Lectura de la profecía de Malaquías (3, 1-4)
Esto dice el Señor Dios: «Voy a enviar a
mi mensajero para que prepare el camino ante mí. De repente llegará a su
santuario el Señor a quien vosotros andáis buscando; y el mensajero de la
alianza en quien os regocijáis, mirad que está llegando, dice el Señor del
universo. ¿Quién resistirá el día de su llegada? ¿Quién se mantendrá en pie
ante su mirada? Pues es como fuego de fundidor, como lejía de lavandero. Se
sentará como fundidor que refina la plata; refinará a los levitas y los
acrisolará como oro y plata, y el Señor recibirá ofrenda y oblación justas.
Entonces agradará al Señor la ofrenda de Judá y de Jerusalén, como en los días
pasados, como antaño».
Salmo responsorial
(Sal 23, 7. 8. 9. 10)
R. El Señor, Dios del universo, él es el Rey de la gloria.

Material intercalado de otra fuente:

PR #1079, opened 2022-08-22
Store the chrome log files in the running dir

zamboney:
Adding an example of how to save the chrome log file using chrome flags


kyryloonufriiev:
Wasn't it about storing our logs, those that we write in the console of the extension?

zamboney:
Yes, this pr is an example for the client to write the logs from the extension to the disk

PR #1081, opened 2022-08-23
Allow viewport size to be greater than the screen size in `UFG`.

zamboney:
Before this change, the test fails if the viewport is set to be greater than the window size both in `classic` and `UFG`.

This fix allows the viewport to be greater than the screen in `UFG` (but less than the `UFG` limitation).


js/packages/eyes-sdk-core/lib/sdk/EyesVisualGrid.js
```diff
@@ -117,9 +117,12 @@ class EyesVisualGrid extends EyesCore {
         testConcurrency: this._runner.testConcurrency,
       })
 
-    if (this._configuration.getViewportSize()) {
-      const vs = this._configuration.getViewportSize()
-      await this.setViewportSize(vs)
+    const vsFromConfiguration = this._configuration.getViewportSize()
+    if (vsFromConfiguration) {
+      const error = await this.setViewportSize(vsFromConfiguration, false)
```
amitzur, line 122: I recommend to just `try/catch` instead of changing the API of `setViewportSize`.

pending-changes.yaml
```diff
@@ -10,7 +10,7 @@ Apollo SDK:
       An example of how to inline `markdown code highlights`
 "@applitools/eyes-universal":
   feature:
-    - 
+    - Allow viewport size greater than the screen size in `UFG`.
```
amitzur, line 13:
```suggestion
    - Don't fail `eyes.open` when there is a failure to set viewport size in `UFG`.
```

amitzur (changes requested):
The core e2e test is :100: 
I think the implementation should be more minimal. I don't see a reason to do any change to `setViewportSize`.

js/packages/eyes-sdk-core/lib/sdk/EyesVisualGrid.js
amitzur: Not sure I understand. I mean doing something like this:

```
if (this._configuration.getViewportSize()) {
  const vs = this._configuration.getViewportSize()
  try {
    await this.setViewportSize(vs)
  } catch(err) {
    this._logger.warn(`Failed to "setViewportSize" to ${vsFromConfiguration}, but still continue with the test`)
  }
}
```

Do you see anything wrong with it?

zamboney: Without my change [this error](https://github.com/applitools/eyes.sdk.javascript1/blob/17d2b6d3aac364636b92493669bd1fc3486130ac/js/packages/eyes-sdk-core/lib/sdk/EyesCore.js#L245) will thrown no matter if it's catch the `error` or not

amitzur: IMO it's more important to keep the API as clean as possible. It makes things easier to reason about. In this case, I would change that place from `logger.error` to `logger.log`. Because you will call `logger.warn` here anyway.

js/packages/eyes-sdk-core/test/e2e/viewportSizeFallback.e2e.spec.js
```diff
@@ -0,0 +1,37 @@
...
+      driver,
+      config: {
+        appName: 'core e2e',
+        testName: 'viewport size greater then screen size',
+        browsersInfo: [
+          {
+            width: UFG_MAX_WIDTH_HEIGHT_SIZE - 1,
+            height: UFG_MAX_WIDTH_HEIGHT_SIZE - 1,
+            name: 'chrome',
+            headless: false,
```
amitzur, line 28: This does nothing, it can be removed.

js/packages/eyes-sdk-core/test/e2e/viewportSizeFallback.e2e.spec.js
```diff
@@ -0,0 +1,37 @@
...
+          },
+        ],
+      },
+    })
+    await driver.get('https://example.org')
+    await eyes.check()
+    await eyes.close({throwErr: true})
+  })
```
amitzur, line 36: I would add the following at the end:

```
const actualViewportSize = await driver.executeScript(getViewportSize)
expect(actualViewportSize.width).to.be.lessThan(UFG_MAX_WIDTH_HEIGHT_SIZE - 1)
expect(actualViewportSize.height).to.be.lessThan(UFG_MAX_WIDTH_HEIGHT_SIZE - 1)
```
It's important to verify that the conditions you assume happen in the test, actually happened

amitzur: This requires adding at the top:
```
const {expect} = require('chai')
const {getViewportSize} = require('@applitools/snippets')
```

amitzur (changes requested):
There's another comment about the test. I was running this in docker and wasn't successful in getting the `setViewportSize` to fail, even though it is NOT headless. Only on my local machine's chrome I was able to verify it.
So a verification of the actual viewport size is very important in the test.

js/packages/eyes-sdk-core/test/e2e/viewportSizeFallback.e2e.spec.js
zamboney: About the `headless` you're right, but about the other properties, I'm not sure. You can see in the [eyes test](https://eyes.applitools.com/app/test-results/00000251740978189603/00000251740978189447/steps/1?accountId=UAujt6tHnEKUivQXIz7G6A~~&mode=step-editor) that the width and height are set as expected...
image

zamboney:
@amitzur, I change all your request on the running code
On the test side, I understand what you saying about the way I tested it, and I moved the tests to `it` tests, and now it's testing the code as expected (you can remove my `try catch` [code](https://github.com/applitools/eyes.sdk.javascript1/blob/34987ecaa28a7d759b5212dcf5bdce430c8c5e71/js/packages/eyes-sdk-core/lib/sdk/EyesVisualGrid.js#L123-L129) and the test will fail.

js/packages/eyes-sdk-core/test/e2e/viewportSizeFallback.e2e.spec.js
zamboney: @amitzur  i remove this test and create a new one in `it`

js/packages/eyes-sdk-core/test/e2e/viewportSizeFallback.e2e.spec.js
zamboney: i see what i miss and remove this test

amitzur: I only referred to the `headless: false`

js/packages/eyes-sdk-core/lib/sdk/EyesVisualGrid.js
```diff
@@ -117,9 +118,15 @@ class EyesVisualGrid extends EyesCore {
...
 
-    if (this._configuration.getViewportSize()) {
-      const vs = this._configuration.getViewportSize()
-      await this.setViewportSize(vs)
+    const vsFromConfiguration = this._configuration.getViewportSize()
+    if (vsFromConfiguration) {
+      try {
+        await this.setViewportSize(vsFromConfiguration)
+      } catch (error) {
+        if (error instanceof EyesError)
```
amitzur, line 126: I don't think this is needed. The contract is that `setViewportSize` throws if it fails. No need to look into **what** it throws.

amitzur (changes requested):
In addition to the inline comment about the `error instanceof EyesError`, I have a comment about the test.
I liked that it was an e2e test. Kyrylo is working on core redesign and I would like this test to stay the same even after his work.
I don't like the integration tests that check `EyesVisualGrid` because that class is not how I would like core to be designed in the first place. This is why we are doing the final redesign now :)
The only comment I have about that e2e test is that the test should also verify the assumption that the viewport size was NOT set to what was asked.

zamboney:
The `e2e` test I did don't really test anything ,you can remove the code I change and everything stay the same.

I think it's because the `selenium` `docker ` image using a VM like env that not really have a screen size, but I'm not sure.

I can keep the `e2e` test just for a `UFG` smoke test but I didn't figure out a way to test my changes using it

js/packages/eyes-sdk-core/lib/sdk/EyesVisualGrid.js
zamboney: This is for safety measure, what happens if there is a `property undefined` error? If I didn't `catch` the type of the `error` it would continue

amitzur: Fair enough

amitzur:
@zamboney the e2e does test what it needs, it's the docker that's "misbehaving".

I would keep the e2e with the assertion that I suggested, in addition to your good integration test.
I would skip the e2e test and then release this. After that we should insist on understanding how to make the test behave well in docker.

zamboney:
@amitzur i added the `e2e` test as a `smoke test`. the changes you suggested do not work. the value of the `width` and `height` remained the same.

kyryloonufriiev:
@zamboney did you try this - https://github.com/SeleniumHQ/docker-selenium#setting-screen-resolution?

zamboney:
As @amitzur suggested, I added the `e2e` test that tests this change but `skip` it. I will continue investigating this issue

zamboney:
> @zamboney did you try this - https://github.com/SeleniumHQ/docker-selenium#setting-screen-resolution?
@kyryloonufriiev  its not working 😢 i will investigate more

pending-changes.yaml
```diff
@@ -10,7 +10,7 @@ Apollo SDK:
       An example of how to inline `markdown code highlights`
 "@applitools/eyes-universal":
   feature:
-    - 
+    - Don't fail `eyes.open` when there is a failure to set viewport size in `UFG`.
```
kyryloonufriiev, line 13: This is relevant for all of the sdks except storybook, not only universal.

kyryloonufriiev (commented):
@zamboney Let's fix the changelog and merge it today.

pending-changes.yaml
zamboney: done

R. El Señor, Dios del universo, él es el Rey de la gloria.
¡Portones!, alzad los dinteles, que se
alcen las puertas eternales:
va a entrar el Rey de la gloria. R.
va a entrar el Rey de la gloria. R.
¿Quién es ese Rey de la gloria? El
Señor, héroe valeroso;
el Señor valeroso en la batalla. R.
el Señor valeroso en la batalla. R.
¡Portones!, alzad los dinteles, que se
alcen las puertas eternales:
va a entrar el Rey de la gloria. R.
va a entrar el Rey de la gloria. R.
¿Quién es ese Rey de la gloria? El
Señor, Dios del universo,
él es el Rey de la gloria. R.
él es el Rey de la gloria. R.
Lectura de la
carta a los Hebreos (2, 14-18)
Lo mismo que los hijos participan de la
carne y de la sangre, así también participó Jesús de nuestra carne y sangre,
para aniquilar mediante la muerte al señor de la muerte, es decir, al diablo, y
liberar a cuantos, por miedo a la muerte, pasaban la vida entera como esclavos.
Notad que tiende una mano a los hijos de Abrahán, no a los ángeles. Por eso
tenía que parecerse en todo a sus hermanos, para ser sumo sacerdote
misericordioso y fiel en lo que a Dios se refiere, y expiar los pecados del
pueblo. Pues, por el hecho de haber padecido sufriendo la tentación, puede
auxiliar a los que son tentados.
Lectura del santo
evangelio según san Lucas (2, 22-32)
Cuando se cumplieron los días de la
purificación, según la ley de Moisés, los padres de Jesús lo llevaron a
Jerusalén para presentarlo al Señor, de acuerdo con lo escrito en la ley del Señor:
«Todo varón primogénito será consagrado al Señor», y para entregar la oblación,
como dice la ley del Señor: «un par de tórtolas o dos pichones». Había entonces
en Jerusalén un hombre llamado Simeón, hombre justo y piadoso, que aguardaba el
consuelo de Israel; y el Espíritu Santo estaba con él. Le había sido revelado
por el Espíritu Santo que no vería la muerte antes de ver al Mesías del Señor.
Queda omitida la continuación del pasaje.